**TASK DIRECTIONS**
Both the line containing "PR #603, opened 2018-10-12" and the line containing "- Added recording" belong to the span. Output exactly that span from the listing below, and nothing outside it.

**MATERIAL SUPPLIED**
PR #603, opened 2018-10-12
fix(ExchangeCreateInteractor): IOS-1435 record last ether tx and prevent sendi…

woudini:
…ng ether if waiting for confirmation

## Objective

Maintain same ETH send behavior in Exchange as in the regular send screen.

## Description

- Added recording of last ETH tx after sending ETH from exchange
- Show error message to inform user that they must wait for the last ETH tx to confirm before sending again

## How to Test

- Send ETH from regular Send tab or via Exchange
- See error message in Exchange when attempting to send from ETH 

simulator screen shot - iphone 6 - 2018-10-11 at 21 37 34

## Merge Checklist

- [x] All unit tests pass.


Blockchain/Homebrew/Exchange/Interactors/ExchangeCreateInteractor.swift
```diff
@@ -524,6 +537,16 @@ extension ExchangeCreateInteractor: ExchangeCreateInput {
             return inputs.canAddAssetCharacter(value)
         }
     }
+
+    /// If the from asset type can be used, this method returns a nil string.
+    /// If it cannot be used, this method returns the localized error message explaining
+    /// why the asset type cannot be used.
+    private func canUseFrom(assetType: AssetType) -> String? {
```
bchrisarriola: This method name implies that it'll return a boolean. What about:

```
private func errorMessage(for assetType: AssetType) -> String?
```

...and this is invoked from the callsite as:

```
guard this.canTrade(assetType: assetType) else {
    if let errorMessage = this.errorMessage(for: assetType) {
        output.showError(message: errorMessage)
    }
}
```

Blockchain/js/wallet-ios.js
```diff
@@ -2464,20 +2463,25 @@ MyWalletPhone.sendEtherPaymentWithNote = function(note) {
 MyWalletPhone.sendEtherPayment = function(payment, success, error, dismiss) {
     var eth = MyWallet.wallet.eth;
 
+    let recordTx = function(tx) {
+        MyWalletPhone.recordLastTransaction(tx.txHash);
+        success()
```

...

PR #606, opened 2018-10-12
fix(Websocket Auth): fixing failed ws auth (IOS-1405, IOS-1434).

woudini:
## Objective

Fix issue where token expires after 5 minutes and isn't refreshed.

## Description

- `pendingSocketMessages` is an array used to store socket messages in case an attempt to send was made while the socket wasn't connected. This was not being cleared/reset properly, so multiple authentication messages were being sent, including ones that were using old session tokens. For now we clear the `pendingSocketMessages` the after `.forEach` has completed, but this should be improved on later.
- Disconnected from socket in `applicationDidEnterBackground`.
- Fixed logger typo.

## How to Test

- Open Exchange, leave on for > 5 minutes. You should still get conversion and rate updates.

**ANSWER BOX**
PR #603, opened 2018-10-12
fix(ExchangeCreateInteractor): IOS-1435 record last ether tx and prevent sendi…

woudini:
…ng ether if waiting for confirmation

## Objective

Maintain same ETH send behavior in Exchange as in the regular send screen.

## Description

- Added recording of last ETH tx after sending ETH from exchange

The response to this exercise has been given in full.